L2 cache implementation
By integrating the L2 cache on the processor die, L2 cache bandwidth increases by 300% over the original Athlon processor. The hit latency is also reduced, as it takes less time to access the needed data from the processor die than reading it off an external cache chip.
Improvements in the cache implementation
The Thunderbird's L2 cache is 16-way set associative - eight times more associative than the original Athlon processor. By increasing the associativity, the chances of the processor finding the data it needs in cache memory is increased. This is known as a "hit." If the processor can't find the data it needs in cache it is known as a "miss."

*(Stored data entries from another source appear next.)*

PR #882, opened 2016-08-05
SAT>IP: reached max_pids_count force pids=all

cykedev:
When the configured max number of pids is reached, pids=all are requested.

This fixes https://tvheadend.org/issues/3903

### DIFF
--- a/src/input/mpegts/satip/satip_frontend.c
+++ b/src/input/mpegts/satip/satip_frontend.c
@@ -754,9 +754,11 @@ satip_frontend_pid_changed( http_client_t *rtsp,
     return 0;
   }
 
-  if (tr->sf_pids.all) {
+  mpegts_pid_weighted(&wpid, &tr->sf_pids, lfe->sf_device->sd_pids_max);
 
-all:
+  if (tr->sf_pids.all || (lfe->sf_device->sd_fullmux_ok && wpid.count > max_pids_count)) {
+    mpegts_pid_done(&wpid);
+
     i = tr->sf_pids_tuned.all;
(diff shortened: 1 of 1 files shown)


perexg:
Thanks. I tried to fix this a little bit differently, but the behaviour should be same. Could you test latest (commit 11d1ea7427e1ae88278b6cbaf7ebcf1295487676) ?

cykedev:
The commit looks good to me. Need to set up another system first to try this.

cykedev:
@xdarklight could you please have a look too?

cykedev:
I don't get the master branch running on FreeBSD, as I have to patch the 4.0.8_1 port. Have to set this up on another machine ...

cykedev:
@perexg I successfully tested your commit

xdarklight:
I just had a closer look at 11d1ea7427e1ae88278b6cbaf7ebcf1295487676 and it seems fine to me :+1: 

The initial problem (just in case anyone reads this) was that when enabling "many" (probably all) PIDs on one transponder @cykedev's satip dish stopped sending any data (traffic goes down to 0b/s).
However, the "else if" in satip_frontend_pid_changed always requested more pids from the satip dish which seems to have a limit of max allowed pids in add/del mode. This "else if" part did not check whether the number of pids exceed the limit so the satip dish started crying and stopped sending data.
11d1ea7427e1ae88278b6cbaf7ebcf1295487676 adds the pid count (and "all" mode supported) check to the mentioned "else if" statement, which now makes tvheadend request pids=all from the satip dish (which makes the dish happy).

If the processor can't find the instruction it needs in cache, it must look in system memory, and if it can't find it there it must look on the hard drive. This takes time and can lead to stalling the processor.

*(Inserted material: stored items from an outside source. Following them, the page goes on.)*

PR #885, opened 2016-08-17
fixing HMF datatypes

ckarrie:
- added HMF_BOOL support
- changed misleading "map" to dict (map is a python funtion - not a datatype)


ckarrie:
Oh no, I forget 2 lines of code...

perexg:
Merged. Thanks.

As a downside, with increased associativity comes additional time to search through cache for the needed instruction. If a miss occurs, the penalty for looking through a highly associative cache is greater than the time it would take a less associative cache to perform the same operation.
To put things in simpler terms, with a highly associative cache a more thorough search can be performed through cache memory at the cost of speed. Since it's more desirable to fetch data from cache than system memory, AMD has implemented a 16-way set associative cache to increase the chances of the processor finding the data it needs in cache rather than slower system memory.
In contrast, the Pentium III features an 8-way set associative L2 cache.
More cache details
The final difference between the Thunderbird L2 cache and traditional Athlon's is the use of an exclusive cache architecture in Thunderbird, versus the inclusive architecture used in Athlon "classic" and Pentium III.
With an inclusive architecture, every cache block from L1 cache is duplicated in L2. While this provides redundancy, it also decreases the amount of new data the L2 cache can store. Since every Athlon processor features 128K of L1 cache, Athlon classic processors must allocate 128K of their 512K total L2 cache, leaving only 384K for new instructions. Keep in mind that the L2 cache is also running at half the speed of the processor core on the original Athlon.
With Thunderbird's exclusive cache architecture, all 256K of L2 cache is dedicated to new instructions. While this number is less than that of Athlon classic, the L2 cache on Thunderbird operates at the same speed as the processor core, resulting in greater overall performance and efficiency.
Unfortunately, the cache interface between the processor and cache is still 64-bits. Intel's Coppermine Pentium III processor features a 256-bit interface to keep the processor fed with data. If the cache interface present on Thunderbird was wider, AMD would get even more performance out of their CPU.